The biggest thing that stands out for me is that the one with the description ConditionalWriterImpl 2 is not rooted at "testTrace" like the ConditionalWriterImpl 1 is in the successful case.
As far as I can tell, the failure case is always case 2, and the successful case is always case 1.

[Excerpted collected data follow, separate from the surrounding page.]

PR #316, opened 2018-03-19
lesson06 - test_new_mailroom

ghassan24601:


students/ghassan/lesson06/test_new_mailroom.py
```diff
@@ -0,0 +1,25 @@
...
+import unittest
+from new_mailroom import main_menu, send_thankyou, donors
+
+
+class TestMailroom(unittest.TestCase):
+    def test_main_menu(self):
+        ''' this tests if the function is actually
+        returning the user's input '''
+        users_choice = main_menu()
+        self.assertEqual(users_choice, users_choice)
```
robalford: In this case, `user_choice` will always equal `users_choice` so this isn't actually testing anything.

students/ghassan/lesson06/test_new_mailroom.py
```diff
@@ -0,0 +1,25 @@
...
+
+    def test_send_thankyou_new_donor(self):
```
robalford: The name of this function should give you a clue that your `send_thankyou` function could use some refactoring. Since each unit test is supposed to test only one thing, it's important that you try to have each your functions do only one thing. So you might look at factoring out the 'add donor' code into its own function that can be called by `send_thankyou`. This would make each separate function easier to test on their own, and make it easier to identify any potential bugs that might arise.

students/ghassan/lesson06/test_new_mailroom.py
```diff
@@ -0,0 +1,25 @@
...
+        ''' tests whether a new donor was actually added
+        to the donors list'''
+        # I did a list comprehention here to get
+        # a fresh copy of the dictionary keys as of
+        # a reference or a pointer to the same dictionary
+        old_donors = [donor for donor in donors.keys()]
+        send_thankyou()
```
robalford: Testing in this way would require you to enter user input via the command line during your tests which defeats the purpose of automated testing. Can you think of a way to refactor your `send_thankyou` function to make it more testable? I would suggest isolating letter generation into a separate function that returns rather than prints the letter so that it can be tested. I would suggest having your `create_report` function return a value that can be printed, making it more testable as well.

students/ghassan/lesson06/test_new_mailroom.py
```diff
@@ -0,0 +1,25 @@
...
+        self.assertGreater([
+            new_donor for new_donor in donors.keys()],
+            old_donors)
+
```
robalford: You need 
```
if __name__ == '__main__':
    unittest.main()
```
at the end of the file to run the tests from the command line

robalford:
@ghassan24601 I think you need to spend some more time on unit testing before moving on from this assignment. Your code needs to be refactored to make it more testable (see my notes in the comments). Try to return values from your functions that can be tested, and aim to write functions that do only one thing, making them more testable, readable and easier to debug. 

I couldn't find too many opportunities for writing unit tests with the code written as is, but here's an example for you to reference of a test for your `save_report()` function (need to import the function as well as the `os` module for this to work:
```
    def test_save_report(self):
        save_report()

        self.assertTrue(os.path.isfile('Jessie.txt'))
        self.assertTrue(os.path.isfile('Ford.txt'))
        self.assertTrue(os.path.isfile('James.txt'))
        # check that the file contains content
        with open('Jessie.txt') as f:
            size = len(f.read())
        self.assertGreater(size, 0)
```
We are going to grade this as incomplete for now, but please resubmit the assignment when it is finished. You may also consider using [pytest](https://docs.pytest.org/en/latest/) rather than `unittest` , as it allows you to write your tests as functions rather than classes to keep things simpler and less verbose. This is the tool that is used in the video lecture on 'Test Driven Development' from the course materials.

ghassan24601:
Thanks for the feedback and the example. I was also having a hard time finding test cases. 
I will try to do refactoring and introduce more test cases.

natasha-aleksandrova:
going to merge this in for now and we can review again when you're ready.

PR #321, opened 2018-03-20
assignment7

kuhnbt7:


students/kuhnbt/lesson7/html_render.py
```diff
@@ -0,0 +1,174 @@
...
+        else:
+            self.content = []
+        self.text = None
+        if keywords and type(keywords) != dict:
+            raise TypeError('Keywords must be in dictionary format')
+        self.keywords = keywords
+
+    def append(self, new_content):
+        """Add content (str or Element) to an element"""
+        if type(new_content) == str or isinstance(new_content, Element):
```
natasha-aleksandrova: you should be able to do: `if isinstance(new_content, (str, Element))`

students/kuhnbt/lesson7/html_render.py
```diff
@@ -0,0 +1,174 @@
...
+assignment about submitting attributes to the constructor for an Element
+ class. I understand the point about how passing a reserved word like class
+would cause an error, but the assigment description seemed to suggest 
+using **kwargs to collect user-defined attributes, which I don't think
+would solve the problem because a user could still pass a reserved word. 
+Then in the run_html_render script the code passes strings of attributes 
+which doesn't match what was talked about in the assignment description.
+Anyway, I decided to require the user to pass a dict of strings which 
+seemed to me like the simplest solution. Let me know if I totally 
+missed the point!"""
```
natasha-aleksandrova: (Please let me know if I misunderstood your question)
in step 4
```
Extend the Element class to accept a set of attributes as keywords to the constructor, e.g. run_html_render.py

Element("some text content", id="TheList", style="line-height:200%")
```
it is talking about adding html style attributes as keyword arguments -> 
`def __init__(self, content=None, **kwargs)`
kwargs is essentially a dictionary anyway so what you have will work just need to change the signature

It looks like the problem is caused by the NamingThreadFactory creating wrapping Runnable s with a new TraceRunnable based on the current thread's currentSpan. It's not known which thread is creating new threads within the thread pool's executor. Instead of having NamingThreadFactory wrap when it creates a new executor thread, we need to ensure we wrap the spans before we place them into the thread pool (when we call execute()), based on the originating thread's currentSpan.
The NamingThreadFactory is used in multiple places, so it may not be an easy fix to address this in all places.